## Task inputs
PR #3961, opened 2022-02-18
ARTEMIS-3690 Enhancement of ActiveMQRAManagedConnectionFactory by com…

pkerner:
…pressLargeMessage and initialConnectAttempts

### DIFF
--- a/artemis-commons/src/test/resources/META-INF/MANIFEST.MF
+++ b/artemis-commons/src/test/resources/META-INF/MANIFEST.MF
@@ -1,0 +1,3 @@
+Manifest-Version: 1.0
+Class-Path: 
+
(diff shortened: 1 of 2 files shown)


jbertram:
@pkerner, there are _lots_ of formatting changes that have nothing to do with the new methods you added. Many of these are going to run afoul of the style checker (i.e. `checkstyle`). Please alter your commit to only add the getters and setters for `compressLargeMessage` and `initialConnectAttempts`.

jbertram:
Also, commits like this should go to the `main` branch and then if necessary they can be back-ported to the `2.19.x` branch.

jbertram:
Replaced by #3964.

## Task instructions
Output every record above a second time, exactly.

## Response
PR #3961, opened 2022-02-18
ARTEMIS-3690 Enhancement of ActiveMQRAManagedConnectionFactory by com…

pkerner:
…pressLargeMessage and initialConnectAttempts

### DIFF
--- a/artemis-commons/src/test/resources/META-INF/MANIFEST.MF
+++ b/artemis-commons/src/test/resources/META-INF/MANIFEST.MF
@@ -1,0 +1,3 @@
+Manifest-Version: 1.0
+Class-Path: 
+
(diff shortened: 1 of 2 files shown)


jbertram:
@pkerner, there are _lots_ of formatting changes that have nothing to do with the new methods you added. Many of these are going to run afoul of the style checker (i.e. `checkstyle`). Please alter your commit to only add the getters and setters for `compressLargeMessage` and `initialConnectAttempts`.

jbertram:
Also, commits like this should go to the `main` branch and then if necessary they can be back-ported to the `2.19.x` branch.

jbertram:
Replaced by #3964.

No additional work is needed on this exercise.